▶ _How to complete this task_: Repeat the listing beneath this line exactly, keeping every character.

▶ _Data in this exercise_:
Issue #406, opened 2019-06-11
Fires layers - popup issue


csphang:
Pop-ups only work for fires from the past 24 hours. 

If you switch to another time period and click on a fire point which older than the past 24 hours the pop-up does not show up. I am attaching a video in which I switch the time period to the past week and once I do this some of the pop-ups stop working. 
[firepopups.zip](https://github.com/wri/gfw-mapbuilder/files/3273906/firepopups.zip)

KaylaKremer:
@SwampGuzzler Did you already fix this?

SwampGuzzler:
@KaylaKremer No! This is a new issue!

richardbarad:
@SwampGuzzler & @KaylaKremer,

I tested this in this build: http://alpha.blueraster.io/gfw-mapbuilder/406-fires-bug/, which I think is 

It looks like the pop-ups are working when you select past 24 hours or past 48 hours, but not when you select past 72 hours or past week. I see the same behavior on both VIIRS and MODIS. Please see attached video. 

[firesbug.zip](https://github.com/wri/gfw-mapbuilder/files/3526527/firesbug.zip)

KaylaKremer:
@richardbarad I think I haven't updated that build for a while, but I believe we solved this issue. We had to update the VIIRS 1 YR fire service (We use this service for anything beyond 72 hours). We had only updated the service on staging, so we just need to update it on production. I can provide an updated build once this is done.

KaylaKremer:
@richardbarad I've gone ahead and updated the build just now for you to test again and be sure. It's still using our 1 YR VIIRS service on staging, which we plan to switch out for the production one:

http://alpha.blueraster.io/gfw-mapbuilder/406-fires-bug/

richardbarad:
@KaylaKremer. I just checked this on MODIS and it looks there is still an issue. If I:

1. Turn on the MODIS Active Fires layer
2. Zoom in on the map to central DRC on an area with a large number of fires
3. Toggle from past 24 hours to 48 hours, and identify a point which was not present in the 24 hours layer
4. Click on that point
5. The point does not show any results in the attribute table

I noticed that it looks like the query is always being made on the `https://gis-gfw.wri.org/arcgis/rest/services/Fires/FIRMS_Global_MODIS_24hrs/MapServer/21` service even when you click on a point in the 48 hours service. See screenshot below and the attached video. 

[...]

PR #424, opened 2019-07-12
406 fires bug

kaylakremer:
#406

http://alpha.blueraster.io/gfw-mapbuilder/406-fires-bug/

### DIFF
--- a/src/external.pug
+++ b/src/external.pug
@@ -6,7 +6,7 @@ html
 	body.tundra
 		#root
 		div#share-modal.modal-wrapper.hidden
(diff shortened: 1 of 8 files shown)


SwampGuzzler:
@KaylaKremer This functionality looks good, but we can't merge this in until the **Production** ArcGIS Server has the new service update! Right now we are pointing to the `https://gfw-staging.wri.org/arcgis/rest/services/Fires/FIRMS_Global_VIIRS_1yr/MapServer` and we need to point it back to prod before we hit merge!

▶ _The completed task_:
Issue #406, opened 2019-06-11
Fires layers - popup issue


csphang:
Pop-ups only work for fires from the past 24 hours. 

If you switch to another time period and click on a fire point which older than the past 24 hours the pop-up does not show up. I am attaching a video in which I switch the time period to the past week and once I do this some of the pop-ups stop working. 
[firepopups.zip](https://github.com/wri/gfw-mapbuilder/files/3273906/firepopups.zip)

KaylaKremer:
@SwampGuzzler Did you already fix this?

SwampGuzzler:
@KaylaKremer No! This is a new issue!

richardbarad:
@SwampGuzzler & @KaylaKremer,

I tested this in this build: http://alpha.blueraster.io/gfw-mapbuilder/406-fires-bug/, which I think is 

It looks like the pop-ups are working when you select past 24 hours or past 48 hours, but not when you select past 72 hours or past week. I see the same behavior on both VIIRS and MODIS. Please see attached video. 

[firesbug.zip](https://github.com/wri/gfw-mapbuilder/files/3526527/firesbug.zip)

KaylaKremer:
@richardbarad I think I haven't updated that build for a while, but I believe we solved this issue. We had to update the VIIRS 1 YR fire service (We use this service for anything beyond 72 hours). We had only updated the service on staging, so we just need to update it on production. I can provide an updated build once this is done.

KaylaKremer:
@richardbarad I've gone ahead and updated the build just now for you to test again and be sure. It's still using our 1 YR VIIRS service on staging, which we plan to switch out for the production one:

http://alpha.blueraster.io/gfw-mapbuilder/406-fires-bug/

richardbarad:
@KaylaKremer. I just checked this on MODIS and it looks there is still an issue. If I:

1. Turn on the MODIS Active Fires layer
2. Zoom in on the map to central DRC on an area with a large number of fires
3. Toggle from past 24 hours to 48 hours, and identify a point which was not present in the 24 hours layer
4. Click on that point
5. The point does not show any results in the attribute table

I noticed that it looks like the query is always being made on the `https://gis-gfw.wri.org/arcgis/rest/services/Fires/FIRMS_Global_MODIS_24hrs/MapServer/21` service even when you click on a point in the 48 hours service. See screenshot below and the attached video. 

[...]

PR #424, opened 2019-07-12
406 fires bug

kaylakremer:
#406

http://alpha.blueraster.io/gfw-mapbuilder/406-fires-bug/

### DIFF
--- a/src/external.pug
+++ b/src/external.pug
@@ -6,7 +6,7 @@ html
 	body.tundra
 		#root
 		div#share-modal.modal-wrapper.hidden
(diff shortened: 1 of 8 files shown)


SwampGuzzler:
@KaylaKremer This functionality looks good, but we can't merge this in until the **Production** ArcGIS Server has the new service update! Right now we are pointing to the `https://gfw-staging.wri.org/arcgis/rest/services/Fires/FIRMS_Global_VIIRS_1yr/MapServer` and we need to point it back to prod before we hit merge!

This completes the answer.